| Soudan: le footballeur condamné à 40 coups de fouet plaide son innocence |
| KHARTOUM (AFP) - La star nigeriane du football Stephen Worgu a plaidé son innocence jeudi après sa condamnation par un tribunal soudanais à 40 coups de fouet pour avoir bu de l'alcool, une boisson interdite à Khartoum où la loi islamique est en vigueur. |
"Je ne suis pas coupable de ce crime... je ne peux même pas m'imaginer en train d'être fouetté", a déclaré à une poignée de journalistes la star du grand club soudanais al-Merreikh d'Omdurman, ville jumelle de Khartoum.
Le jeune footballeur a été condamné mardi à 40 coups de fouet et à 50 livres soudanaises (20 dollars) d'amende pour avoir bu de l'alcool et à 200 livres soudanaises (80 dollars) supplémentaires pour conduite en état d'ébriété.
Il avait été interpellé par la police le 21 août dans le quartier al-Taief de Khartoum.
Alors qu'il circulait la nuit en voiture, des policiers dans un autre véhicule lui ont fait signe de ralentir, a-t-il dit.
"Je pensais que mon véhicule avait un problème et je me suis arrêté... Ils m'ont emmené à la station de police, mais c'est moi qui conduisait la voiture", a ajouté le jeune Nigerian de confession chrétienne.
"Si la police vous arrête parce que vous êtes saoul, la première chose qu'elle est censée faire est de vous empêcher de reprendre le volant, mais ces gars n'ont rien fait de la sorte", a souligné le jeune footballeur, qui ne parle pas l'arabe, langue vernaculaire dans la capitale soudanaise.
Des proches sont venus le chercher au poste de police au petit matin. Il a alors appris que les policiers lui reprochaient de sentir "l'araki", une boisson locale abordable, mais illégale, confectionnée à partir de dattes, de levure et d'eau.
"Ils ont dit que j'ai bu de l'araki... J'ai demandé à mon avocat: +c'est quoi l'araki+. L'avocat m'a dit que c'est une boisson locale alcoolisée. L'avocat a dit que je gagnais un bon salaire donc comment puis-je boire de l'araki qui se vend une livre (40 cents)", a plaidé Stephen Worgu.
Ce dernier, transféré l'an dernier au club al-Merreikh pour 2,6 millions de dollars, une fortune pour le championnat soudanais, a affirmé ne pas avoir été l'objet d'un test médical par la police pour vérifier s'il avait bu de l'alcool.
Il a été reconnu coupable en vertu de l'article 78 du code pénal soudanais de 1991 - adopté deux ans après le coup d'Etat du militaire Omar el-Béchir appuyé par les islamistes - qui interdit entre autre la consommation d'alcool. Son avocat a interjeté appel de la décision de la cour.
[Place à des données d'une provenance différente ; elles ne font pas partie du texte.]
PR #253, opened 2023-07-18
use IfElse.jl for Julia 1.6"

paulflang:
I could imagine that  #251 fails on Julia 1.6, because it requires IfElse.jl. Let's see if CI passes for this.

### DIFF
--- a/src/interpret.jl
+++ b/src/interpret.jl
@@ -7,7 +7,7 @@ function sbmlPiecewise(args...)
     elseif length(args) >= 3
         IfElse.ifelse(args[2], args[1], sbmlPiecewise(args[3:end]...))
     else
-        throw(DomainError(args, "malformed piecewise SBML function"))
+        IfElse.ifelse(args[2], args[1], NaN)
     end
 end
 


src/interpret.jl
```diff
@@ -7,7 +7,7 @@ function sbmlPiecewise(args...)
     elseif length(args) >= 3
         IfElse.ifelse(args[2], args[1], sbmlPiecewise(args[3:end]...))
     else
-        throw(DomainError(args, "malformed piecewise SBML function"))
+        IfElse.ifelse(args[2], args[1], NaN)
```
exaexa, line 10: this could work but we need an user-supplied "bottom" value instead of the NaN here.

Does IfElse have anything like that?

exaexa (changes requested):

src/interpret.jl
paulflang: Not that I am aware of.

exaexa:
closing for inactivity; please feel free to reopen if there's some good replacement for the NaN.

Btw might be useful to also recommend people to override the sbmlPiecewise with watever they like, which could be handled by the docs, is that OK?

PR #256, opened 2023-10-09
bump documenter version, use doc pkg cache

exaexa:


.github/workflows/docs.yml
```diff
@@ -16,6 +16,7 @@ jobs:
     steps:
       - uses: actions/checkout@v3
```
giordano, line 17:
```suggestion
      - uses: actions/checkout@v4
```
Related, it'd be good to add dependatbot to automate this: https://github.com/JuliaPhysics/Measurements.jl/blob/21cf93c7dc25b7a1b14d5b877bc8f4884599ff5e/.github/dependabot.yml

giordano (approved):
Looks good to me if it works :+1:

.github/workflows/docs.yml
exaexa: hm true. I actually thought I'd make a common repo of all CI scriptage and update from there, dependabit might work too. Will have a look asap, thanks.

exaexa: (applied manually)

Au Soudan, des femmes sont parfois condamnées en vertu de l'article 152 du code pénal qui prévoit une peine maximale de 40 coups de fouet pour quiconque "commet un acte indécent, un acte qui viole la moralité publique ou porte des vêtements indécents".
La journaliste devenue activiste Loubna Ahmed al-Hussein mène actuellement un combat pour faire invalider cet article de loi.
Dans un entretien en avril à la chaîne BBC, Stephen Worgu avait affirmé trouver "difficile" son adaptation à la vie soudanaise. "La culture, la religion, la langue, tout est différent... Ils ont cette charia - loi islamique - et cela m'affecte aussi parce que je ne me sens pas libre de faire ce que je veux" avait-il dit.
"A cette période, c'était très difficile mais j'ai appris beaucoup depuis", a-t-il nuancé jeudi, affirmant ne pas regretter son expérience soudanaise malgré des commentaires parfois rudes de la part des partisans du club al-Hilal, grand rival d'al-Merreikh.
"Je suis toujours content d'être venu ici... mais mon but demeure de jouer en Europe".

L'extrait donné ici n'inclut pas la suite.